To conduct the analysis, Sudbury Weekly used a combination of the Town of Sudbury’s warrant article search tool (here), and manual review of warrants. The Sudbury Weekly analysis found 77 petitions at Annual Town Meetings and 16 at Special Town Meetings for a grand total of 93 since 2000.
The most Citizen Petitions Sudbury Weekly could find on an Annual Town Meeting warrant since 2000 was seven. That happened in 2004 and 2020. There were six in 2014, 2010, 2005 and 2002. But be careful with that number for 2002—boards, committees and even department heads often submitted articles by petition in those days. All of the petitions in 2002 were submitted by staff or committee.
The subject of Citizen Petitions varied overall, but there were some recurring themes.
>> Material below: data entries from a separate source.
PR #678, opened 2022-10-23
Omnibus PR - Oct 2023

devinamatthews:
See individual commits for more information. Supersedes #673 and #674.

PR #696, opened 2022-12-10
Fix hobbled multithreaded performance of gemmlike sandbox (and sup when packing)

fgvanzee:
This PR is to track the changes needed to fix a couple (probably related) issues in the recent Omnibus PR #678 (aeb5f0c):
- When configuring with `-s gemmlike` and setting `BLIS_JR_NT=4`, performance of `gemm` is depressed by about 25-30% relative to the preceding commit.
- When configuring with sup enabled and setting `BLIS_JR_NT=4`, performance of the `gemm` sup code path is similarly depressed when optional packing is enabled (via `BLIS_PACK_A=1 BLIS_PACK_B=1`). Performance is unaffected when packing is avoided (the default).

My theory is that every thread is packing every micropanel redundantly, which is an issue that @devinamatthews ran into when developing aeb5f0c. This explanation would be consistent with observations and with the state of the code itself, since the sup `thrinfo_t` tree creation in `bli_l3_thrinfo.c` does not utilize the sub-prenodes like the conventional `thrinfo_t` tree does.

### DIFF
--- a/frame/3/bli_l3_sup_packm.c
+++ b/frame/3/bli_l3_sup_packm.c
@@ -394,7 +394,7 @@ void bli_packm_sup
 			  ( void* )a,  rs_a,  cs_a,
 			          *p, *rs_p, *cs_p,
 			  ( cntx_t* )cntx,
-			  thread
+			  bli_thrinfo_sub_prenode( thread )
 			);
 		}
 		else // if ( schema == BLIS_PACKED_ROW_PANELS )
@@ -415,7 +415,7 @@ void bli_packm_sup
 			          *p, *rs_p, *cs_p,
 			               pd_p, *ps_p,
 			  ( cntx_t* )cntx,
-			  thread
+			  bli_thrinfo_sub_prenode( thread )
 			);
 		}
 
--- a/frame/3/bli_l3_thrinfo.c
+++ b/frame/3/bli_l3_thrinfo.c
@@ -150,6 +150,15 @@ thrinfo_t* bli_l3_sup_thrinfo_create
 	thrinfo_t* thread_jr = bli_thrinfo_split( n_way_jr, thread_pa );
 	thrinfo_t* thread_ir = bli_thrinfo_split( n_way_ir, thread_jr );
 
+	const dim_t n_way_pb = bli_thrinfo_num_threads( thread_pb );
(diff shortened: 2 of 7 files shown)


devinamatthews:
@fgvanzee I pushed a suggested fix to `gemmsup_thread_pack` (sup only, not tested; I don't have a lot of time to work on this right now). You should be able to test and take it from there (gemmlike is very much like sup IIRC).

fgvanzee:
> @fgvanzee I pushed a suggested fix to `gemmsup_thread_pack` (sup only, not tested; I don't have a lot of time to work on this right now). You should be able to test and take it from there (gemmlike is very much like sup IIRC).

Thanks, I'll take a look at your branch and try to pick up where you left off. 👍🏼

fgvanzee:
@devinamatthews Hmm, oddly, your commit definitely helps, but it seems to make up only about half the performance shortfall relative to using the conventional code path.

I'll keep digging into it.

fgvanzee:
@devinamatthews I quickly realized that the true comparison isn't the conventional code path, but rather sup immediately prior to the omnibus commit. Once I did that, your latest code is only about 2% slower. I'll try to see what could account for that, but if I can't find it, I probably won't stress over it.

I'll also look at fixing the sandbox. Thanks for your help.

fgvanzee:
@devinamatthews I quickly realized that the true comparison isn't the conventional code path, but rather sup immediately prior to the omnibus commit. Once I did that, your latest code is only about 2% slower. I'll try to see what could account for that, but if I can't find it, I probably won't stress over it.

I'll also look at fixing the sandbox. Thanks for your help.

> @devinamatthews Hmm, oddly, your commit definitely helps, but it seems to make up only about half the performance shortfall relative to using the conventional code path.
> 
> I'll keep digging into it.

I need more sleep or something. Turns out that *your fix* is 2% faster than the pre-omnibus, not the other way around. Mission accomplished. 🎉

fgvanzee:
> @devinamatthews Hmm, oddly, your commit definitely helps, but it seems to make up only about half the performance shortfall relative to using the conventional code path.
> 
> I'll keep digging into it.

I need more sleep or something. Turns out that *your fix* is 2% faster than the pre-omnibus, not the other way around. Mission accomplished. 🎉

PR #698, opened 2022-12-16
Armv8-A Row-major Kernel Improvements

xrq-phys:
**Status**
This is a 8x6 row-major kernel for ARMv8-A so its internal structure is basically the same as the current 6x8 column-preferring one.

**Updates**
- Instead of clearing **C**-microtile registers at beginning of the assembly, execute the first `k`-loop using `fmul` instead of `fmla`. Codepath within assembly is handled to (basically) not introduce additional branching cost.
- Scatter prefetching code for C into microkernel loops.

**Restrictions**
This kernel assumes hardware prefetching for packed A/B blocks (so as not to bother the pipeline with additional instructions or the DMA with additional loads).
Older chips like ThunderX2 may not perform well with it since they may have *no hardware prefetching* at all, while newer ones like Amazon's C6g tend to be happier with it.

*This update also contains somehow prerequisites for my `gemmsup+packm` work [here](/xrq-phys/blis/tree/packsup).*

### DIFF
--- a/kernels/armv8a/3/armv8a_asm_d2x2.h
+++ b/kernels/armv8a/3/armv8a_asm_d2x2.h
@@ -47,9 +47,25 @@
 " fmla  v"#C0".2d, v"#A".2d, v"#B".d[0] \n\t" \
 " fmla  v"#C1".2d, v"#A".2d, v"#B".d[1] \n\t"
 
+#define DGEMM_2X2_NANOKERNEL_PLAIN(C0,C1,A,B) \
+  DGEMM_2X2_NANOKERNEL(C0,C1,A,B)
+
+#define DGEMM_2X2_NANOKERNEL_INIT(C0,C1,A,B) \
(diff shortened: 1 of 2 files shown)


fgvanzee:
Thanks @xrq-phys! I've asked Jeff to take a look at the new kernel for feedback. I think he and his application could stand to benefit from this, given the inherent advantage row-preferring kernel have with left-sided `trsm` (which is the only `trsm` code path that BLIS implements).

Happy holidays! 🎄 🎁 🍾

GodTamIt:
Hi there, I know this is a bit old but came across this change from [this paper](https://arxiv.org/pdf/2302.08417.pdf).

I was just wondering what the status was for having this (and other changes) merged upstream and/or if there was a plan to do so?

fgvanzee:
Hey @GodTamIt, thanks for your inquiry. I guess we're still waiting on @jdiamondGitHub to look over this PR. I'll reach out to him separately as well.

PR #705, opened 2023-01-04
Disable power10 kernels other than sgemm and dgemm

nisanthmp:
There is a power10 sandbox which uses micro-kernels for (lower precision) datatypes other than float and double. In the generic power10-configured build (non-sandbox), there were compile errors for some microkernels other than sgemm and dgemm. So enabling those kernels only for power10 sandbox (disabling them in the case of normal power10-configured build).


fgvanzee:
This looks good too, @nisanthmp. Thanks again.

PR #706, opened 2023-01-04
Fix k = 0 edge case in power10 micro kernels

nisanthmp:
When sgemm and dgemm microkernels of power10 are called with k = 0, they run into infinite loops and segfault. This is fixed now by early exit in the case of k = 0.


fgvanzee:
Thank you, @nisanthmp! I'll merge this.

PR #707, opened 2023-01-05
Rework bli_packm_blk_var1.

devinamatthews:
Separate the dense code (general/hermitian/symmetric/triangular fully-stored part) from the triangular, diagonal-intersecting code. This allows a more consistent usage of round-robin thread scheduling (even for the dense micro-panels) for the latter.


devinamatthews:
@fgvanzee let me know when you've checked it.

fgvanzee:
@devinamatthews Looks good. Unless there's more you want to do here, I'll squash with a new commit log entry once CI finishes.

PR #709, opened 2023-01-12
Implement `cntx_t` pointer caching in gks.

fgvanzee:
Details:
- Refactored the gks `cntx_t` query functions so that: (1) there is a clearer pattern of similarity between functions that query a native context and those that query its induced (1m) counterpart; and (2) queried `cntx_t` pointers (for both native and induced `cntx_t` pointers) are cached (by default), or deep-queried upon each invocation, depending on whether cpp macro `BLIS_ENABLE_GKS_CACHING` is defined.
- Refactored query-related functions in `bli_arch.c` to cache the queried `arch_t` value (by default), or deep-query the `arch_t` value upon each invocation, depending on whether cpp macro `BLIS_ENABLE_GKS_CACHING` is defined.
- Tweaked the behavior of `bli_gks_query_ind_cntx_impl()` (formerly named `bli_gks_query_ind_cntx()`) so that the induced method `cntx_t` struct is repopulated each time the function is called. (It is still only allocated once on first call.) This was mostly done in preparation for some future in which the `arch_t` value might change at runtime. In such a scenario, the induced method context would need to be recalculated any time the native context changes.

Bylaw changes, rail trails and senior citizen tax exemptions show up as citizen petitions repeatedly and frequently. Same for land conservation, preservation and sustainability-related petitions.
So what are the odds of success of a Citizen Petition? Almost exactly 50/50. Of the 93 petitions in the analysis, 46 passed at their respective Town Meetings. Interestingly, five of seven petitions passed in 2020. But during the only other year with as many petitions, 2004, just three passed.
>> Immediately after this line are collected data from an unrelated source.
PR #711, opened 2023-01-13
Merge the tlb-specific gemm macro-kernel with the standard one.

devinamatthews:
These two version can be merged by incorporating iteration information from both approaches: start/end/increment from the standard slab or rr partitioning and number of microtiles + starting location from the tlb partitioning. The slab/rr partitioning simply pretends to be a tlb partitioning which starts each iteration of the ir loop in the same place rather than going back to iteration 0, while conversely the tlb iteration respects the end and increment parameters from the slab/rr partitioning.


fgvanzee:
@devinamatthews Let me know if you have any comments on my changes. Otherwise, I'll start writing a commit log entry and squash.

devinamatthews:
👍

PR #713, opened 2023-01-17
Fixing macro-mismatch error for VEXTRACTF64X2

HarshDave12:
Details:
    - This commit fixes a mismatch between macro mapping.
      Macro VEXTRACTF64X2 was defined as vextractf64x4, instead of
      vextractf64x2.


fgvanzee:
Thank you for catching this, @HarshDave12! I'll add you to the `CREDITS` file and then merge.

PR #293, opened 2023-09-11
Multi device offset

lawhead:
# Overview

Refactored trigger decoding to include a parameter for specifying which device to use for the starting_offset.

## Ticket

https://www.pivotaltracker.com/story/show/185905314

## Contributions

- Factored out trigger reading and processing functionality into separate functions
- Added function for searching for the correct starting_offset given a device type
- Refactored existing code to use the new helpers
- Added unit tests

## Test

- Ran all unit tests
- Ran a calibration session locally, followed by offline analysis.

### DIFF
--- a/bcipy/helpers/tests/test_convert.py
+++ b/bcipy/helpers/tests/test_convert.py
@@ -2,33 +2,25 @@
 import os
 import shutil
 import tempfile
-from typing import Tuple, Union
 import unittest
 import warnings
-
 from pathlib import Path
+from typing import Tuple, Union
 
-from mockito import mock, when, unstub, verify, verifyNoMoreInteractions, any as any_value
+from mne.io import read_raw_bdf, read_raw_edf
+from mockito import any as any_value
+from mockito import mock, unstub, verify, verifyNoMoreInteractions, when
 
-from bcipy.config import DEFAULT_ENCODING, RAW_DATA_FILENAME, TRIGGER_FILENAME, DEFAULT_PARAMETER_FILENAME
+from bcipy.config import (DEFAULT_ENCODING, DEFAULT_PARAMETER_FILENAME,
+                          RAW_DATA_FILENAME, TRIGGER_FILENAME)
 from bcipy.helpers import convert
-from bcipy.helpers.convert import (
-    archive_list,
-    compress,
-    convert_to_bdf,
-    convert_to_edf,
-    convert_to_mne,
-    decompress,
-    pyedf_convert,
-    tobii_to_norm,
-    norm_to_tobii,
-)
+from bcipy.helpers.convert import (archive_list, compress, convert_to_bdf,
+                                   convert_to_edf, convert_to_mne, decompress,
+                                   norm_to_tobii, pyedf_convert, tobii_to_norm)
 from bcipy.helpers.parameters import Parameters
-from bcipy.helpers.raw_data import sample_data, write, RawData
+from bcipy.helpers.raw_data import RawData, sample_data, write
 from bcipy.helpers.triggers import MOCK_TRIGGER_DATA
 from bcipy.signal.generator.generator import gen_random_data
-
-from mne.io import read_raw_edf, read_raw_bdf
 
 
 def create_bcipy_session_artifacts(
@@ -137,8 +129,8 @@ class TestEDFConvert(unittest.TestCase):
             warnings.simplefilter('ignore')
             edf = read_raw_edf(path, preload=True)
 
-        self.assertIn('target', edf.annotations.description)
-        self.assertIn('nontarget', edf.annotations.description)
+        self.assertTrue('target' in edf.annotations.description)
+        self.assertTrue('nontarget' in edf.annotations.description)
 
     def test_convert_to_edf_without_write_targetness(self):
         """Test creating the EDF with labels as event annotations"""
@@ -400,7 +392,7 @@ class TestPyedfconvert(unittest.TestCase):
     def test_pyedf_convert_with_write_targetness(self):
         """Test the pyedf_convert function with targetness for event annotations"""
         data, channels, fs, events, annotation_channels, _ = pyedf_convert(
-            self.temp_dir, write_targetness=True)
+            self.temp_dir, write_targetness=True, remove_pre_fixation=True)
 
         self.assertTrue(len(data) > 0)
         self.assertTrue(len(channels) > 0)
@@ -410,7 +402,7 @@ class TestPyedfconvert(unittest.TestCase):
         self.assertEqual(annotation_channels, 1)
         for event in events:
             _, _, label = event
-            # in this casae label and targetness should not be the same
+            # in this case label and targetness should not be the same
             self.assertTrue(label in ['target', 'nontarget'])
 
     def test_pyedf_convert_without_write_targetness(self):
--- a/bcipy/helpers/triggers.py
+++ b/bcipy/helpers/triggers.py
@@ -1,8 +1,7 @@
 import logging
 import os
-from dataclasses import dataclass
 from enum import Enum
-from typing import Callable, Dict, List, Optional, Tuple
+from typing import Callable, Dict, Iterable, List, NamedTuple, Optional, Tuple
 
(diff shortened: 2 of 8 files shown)


bcipy/helpers/triggers.py
```diff
@@ -207,6 +214,110 @@ class FlushFrequency(Enum):
...
+    """Read all Triggers from the given text file.
+
+    Parameters
+    ----------
+        path - trigger (.txt) file to read
+    Returns
+    -------
+        triggers
+    """
+    if not path.endswith('.txt') or not os.path.exists(path):
```
sreekaroo, line 324: most of this function seems like a useful general-purpose helper that could be put in load.py

sreekaroo (approved):

bcipy/helpers/triggers.py
lawhead: That's an interesting suggestion. I like the idea of making `read` more generic, with other modules providing a function specifying what to do with the data. Maybe something like:

    def read(path: str, read_data: Callable[Iterable[str], Any]) -> Any:
        """Read data from the given file.

        Parameters
        ----------
            path - file to read
            read_data - function used to process each line of the file
        """
        if not os.path.exists(path):
            raise FileNotFoundError(f'File not found at [{path}].')
        with open(path, encoding=DEFAULT_ENCODING) as raw_txt:
            return read_data(raw_txt)


In our current module structure this approach might be problematic with cyclic dependency loading. We also lose out on some specificity in the messaging unless we add more parameters, in which case we lose the advantage of abstracting this out. I'll have to give this some more thought.

sreekaroo: Yeah, thats exactly what I had in mind. For now, though, could just have a helper to read .txt files in load.py.

bcipy/helpers/triggers.py
```diff
@@ -262,31 +373,16 @@ def read_text_file(path: str) -> Tuple[List[Trigger], float]:
...
+        offset = find_starting_offset(triggers)
+        triggers = exclude_types(triggers, [TriggerType.SYSTEM])
         return triggers, offset.time
 
     @staticmethod
     def load(path: str,
              offset: Optional[float] = 0.0,
-             exclusion: Optional[List[TriggerType]] = None) -> List[Trigger]:
+             exclusion: Optional[List[TriggerType]] = None,
+             device_type: str = None) -> List[Trigger]:
```
tab-cmd: Having the default set to 'EEG' and/or implementing it explicitly in offline analysis would be helpful for future use.  If we keep this approach, though, the type is `Optional[str]` here and in a method below.

bcipy/helpers/triggers.py
```diff
@@ -207,6 +214,110 @@ class FlushFrequency(Enum):
...
+          TriggerType.OFFSET
+        device_type - each device will generally have a different offset. This
+            parameter is used to determine which trigger to use. If not given
+            the EEG offset will be used by default. Ex. 'EYETRACKER'
+    Returns
+    -------
+        The Trigger for the first matching offset for the given device, or a
+            Trigger with offset of 0.0 if a matching offset was not found.
+    """
+    label = 'starting_offset'
```
tab-cmd: In the current approach, the user must call the TriggerHandler to get the correct timing for each device separately. Assuming the same TriggerTypes are of interest, the other trigger data does not change. This could be reduced to a single call and return a data structure with the device types found as a key to timing with the option to filter as you do now. 

There are a few drawbacks,

- We use this to apply the static offsets, which are different per device. However, this can be moved to the reshapers as all support the static offset application. Alternatively, since the trigger handler is aware of device types already, we could share the devices with their own offsets defined.

- Two calls may be desired to get different TriggerTypes of interest. It's not necessary, though. If the first call contains all labels of interest, the user can filter out what they need or adjust things further, as we often do separating trials.

bcipy/helpers/triggers.py
```diff
@@ -165,12 +164,20 @@ def list(cls) -> List[str]:
         """Returns all enum values as a list"""
         return list(map(lambda c: c.value, cls))
 
+    @classmethod
+    def pre_fixation(cls) -> List:
```
tab-cmd: `List[TriggerType]`

bcipy/helpers/triggers.py
```diff
@@ -207,6 +214,110 @@ class FlushFrequency(Enum):
...
+    """
+    total_offset = starting_offset.time + static_offset
+    return [
+        trg.with_offset(total_offset) for trg in triggers
+        if trg.type != TriggerType.OFFSET
+    ]
+
+
+def exclude_types(triggers: List[Trigger],
+                  types: List[TriggerType] = None) -> List[Trigger]:
```
tab-cmd: `Optional`

bcipy/helpers/triggers.py
```diff
@@ -343,40 +438,50 @@ def add_triggers(self, triggers: List[Trigger]) -> List[Trigger]:
...
+        for i, (symbol, time) in enumerate(timing)
     ]
 
 
-def trigger_decoder(trigger_path: str, remove_pre_fixation: bool = True, offset: float = 0.0,
-                    exclusion: List[TriggerType] = []) -> Tuple[list, list, list]:
+def trigger_decoder(trigger_path: str,
+                    remove_pre_fixation: bool = True,
+                    offset: float = 0.0,
+                    exclusion: List[TriggerType] = None,
```
tab-cmd: `Optional`

bcipy/helpers/tests/test_convert.py
```diff
@@ -400,7 +392,7 @@ def test_pyedf_convert_with_pre_filter(self):
     def test_pyedf_convert_with_write_targetness(self):
         """Test the pyedf_convert function with targetness for event annotations"""
         data, channels, fs, events, annotation_channels, _ = pyedf_convert(
-            self.temp_dir, write_targetness=True)
+            self.temp_dir, write_targetness=True, remove_pre_fixation=True)
```
tab-cmd, line 395: Do the demos need to be updated with this?

tab-cmd (approved):
Added some suggestions to improve annotation and interfaces. This seems to work well for our needs 👍🏼  The trigger loading / offsets could use some documentation in the README if you have bandwidth with this ticket, otherwise we can create a ticket.

bcipy/helpers/tests/test_convert.py
lawhead: They still seemed to run okay.

bcipy/helpers/triggers.py
lawhead: Thanks for catching all these types.

bcipy/helpers/triggers.py
lawhead: You bring up some good points. Our main use cases so far primarily deal with triggers for one device at a time (ex. training the EEG model, visualizing EEG, training the eye tracker model). My preference is to make the common case easy in the `load` and `trigger_decoder` functions for now.

However, I can see the potential for future scenarios where we might want triggers adjusted for all devices, as you described. Reading through the trigger data multiple times to accomplish this isn't too bad, as this is not a large amount of data, but it's a little clunky.

I added another function for getting a dictionary of offsets by device. This function, along with the other additions in this PR, should provide some flexible building blocks for reading and processing the trigger data as needed. Maybe we can revisit the main APIs after we have more models in place and see if adjusting the APIs would be beneficial.

bcipy/helpers/triggers.py
lawhead: This is another annoying case of forward references (https://peps.python.org/pep-0484/#forward-references). There have been several approaches to fixing these, but it seems the team switched from their recommended approach (https://peps.python.org/pep-0563/). The way moving forward is to use `Self`, but this is not implemented until version 3.11 (https://peps.python.org/pep-0673/). It's not clear what the current recommendation is for older python versions. I tried the `from __future__ import annotations` approach but it didn't work well for me with vscode. I ended up with the most basic string-based approach. For a longer discussion, see https://stackoverflow.com/questions/33533148/how-do-i-type-hint-a-method-with-the-type-of-the-enclosing-class.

Since 2010, only ten of the petitions had budget amounts listed in the articles. In some cases the petitions would clearly require funding but failed to list how much in the article that made it to print in the warrant. However, the lack of “monied” articles was largely because a significant percentage of the petitions proposed policy or bylaw changes that don’t come at a cost.
Citizen Petitions at Special Town Meetings is a relatively recent phenomenon. Sudbury Weekly found no petitions at Special Town Meetings between 2000 and 2011.
As for 2025, what’s old is new again. There are three articles submitted by way of Citizen Petition. One is for sidewalk funding, one is un update to the means tested tax exemption, and one calls for cutting the Community Preservation Act surcharge from 3% to 1.5%. Sidewalks and walkways were the subject of Citizen Petitions in 2015 and 2016. Senior citizen tax relief was the subject of petitions in 2015, 2011, 2008, 2007, 2004, and 2003. As for the CPA surcharge—a similar proposal was defeated in 2010 and another was indefinitely postponed in 2011.